Before they could rest, however, the gods decided to build a proper shrine for Lord Marduk. For one year, they manufactured bricks and after a second year, they had built a temple—a ziggurat—to honor Marduk as king of the gods.

For much of Mesopotamian history, each year, this Creation epic became the focal point of worship, as the Enuma Elish was read as part of the New Year celebration in every city. The myth also confirmed Babylon’s special status as a sacred place, home of the gods, and the center of the world.

Was Marduk just another macho man oppressing gentle goddesses?

Besides underscoring Babylon’s ascension as the greatest power of the time, the Marduk-Tiamat conflict has taken on another significant spin. Recently, a movement of scholars has advanced the notion that most prehistoric cultures revered female deities—usually a benign but all-powerful mother goddess—as the dominant deity. Seen as a nurturing force of fertility in a world that was mostly dependent upon the return of the crops and the continuity of life through birth, this goddess was thought to be more significant than the male deities, who basically existed as studs, to service the goddess and sire children. But, according to this in-vogue theory, a great change took place when male gods were elevated above the goddess, not just in Mesopotamia but in almost every society. The victory of Marduk over Tiamat is widely considered one stark and particularly violent example of the conquest by a warlike, macho-male god and the demise of goddess worship.

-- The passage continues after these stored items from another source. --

PR #826, opened 2025-02-16
Add type specifier for Drupal\Component\Assertion\Inspector

Niklan:
This Pull Request adds a type specifier for `Drupal\Component\Assertion\Inspector`.

## Problem/motivation

Drupal provides the `Drupal\Component\Assertion\Inspector` class, which makes it easier and more readable to assert in some cases, for example:

```php
\assert(\is_string($form_state->getValue(['foo'])));
\assert(\is_string($form_state->getValue(['baz'])));
\assert(\is_string($form_state->getValue(['baz'])));
```

can be improved using this class:

```php
\assert(Inspector::assertAllStrings([
  $form_state->getValue(['foo']),
  $form_state->getValue(['bar']),
  $form_state->getValue(['baz']),
]));
```

Reading such code is much easier visually.

This PR clarifies how PHPStan should infer types following an assert, avoiding the use of “mixed” in the code.

P.S. This is my first extension for PHPStan, so it might be wrong in some ways.


Niklan:
The last CI failure seems like a false positive to me.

This so-called Goddess movement was partly inspired by the writings of Jane E. Harrison, who had suggested in 1903 that “The Great Mother is prior to the masculine deities.” More recently, the field has been led by such scholars as Maria Gimbutas, whose 1974 book, The Gods and Goddesses of Old Europe, argued that there had been an ancient, more peaceful time in the world, in which the supreme deity was a Mother Earth, creator and ruler of the universe.

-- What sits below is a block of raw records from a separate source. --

PR #7, opened 2023-06-02
Add Comment.insertReply method

samalone:
This is a quick recursive method to insert a reply into a Comment. You may want to adapt this to your own code style.

### DIFF
--- a/Mlem/Models/User-Interactable/Comment.swift
+++ b/Mlem/Models/User-Interactable/Comment.swift
@@ -51,4 +51,20 @@ struct Comment: Codable, Identifiable, Hashable
 
     let childCount: Int?
     var children: [Comment]
+    
+    func insertReply(_ reply: Comment) -> Comment {
+        if id == reply.parentID {
+            var result = self
+            result.children.append(reply)
+            return result
+        }
+        else if children.isEmpty {
+            return self
+        }
+        else {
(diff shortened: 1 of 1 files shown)


samalone:
One thing I worry about is that Comment also has a `childCount` field. I'm not sure how this field is used or why it's an `Int?` instead of an `Int`, but if it's supposed to be the same as `children.count`, then my code won't work correctly since it's not updating `childCount`.

Could `childCount` be redefined as:

```swift
var childCount: Int {
    children.count
}
```

That would ensure that it's always accurate.

samalone:
An Xcode search shows that `Comment.childCount` is never used, so perhaps it should be deleted.

buresdv:
`childCount` is a vestige from my old way of parsing the JSON response, where I had to define every single property from the JSON response. Since then, I have learned how to ignore properties, so that property is now relly unused.

Good eye! I will remove it 😉

buresdv:
Oh, would you be up for one more challenge? If you're not sick of it, of course 😂

samalone:
Sure, I'm game for more! I'm teaching several sailing classes this weekend, so I might not be as quick on the next one.

buresdv:
Great! Check out #12, and enjoy the sailing 😊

Historian Karen Armstrong concurred with this notion, which she contended was also true in ancient Israel, where the Hebrew god Yahweh, “a jealous god,” forced the “chosen people” to get rid of their idolatrous but popular goddesses. Writes Armstrong in A History of God, “The prestige of the great goddesses in traditional religion reflects the veneration of the female. The rise of the cities, however, meant that the more masculine qualities of martial, physical strength were exalted over female characteristics. Henceforth women were marginalized and became second-class citizens…. The cult of the goddesses would be superseded, and this would be a symptom of a cultural change that was characteristic of the newly civilized world.”

“Mars” had pushed “Venus” off the pedestal.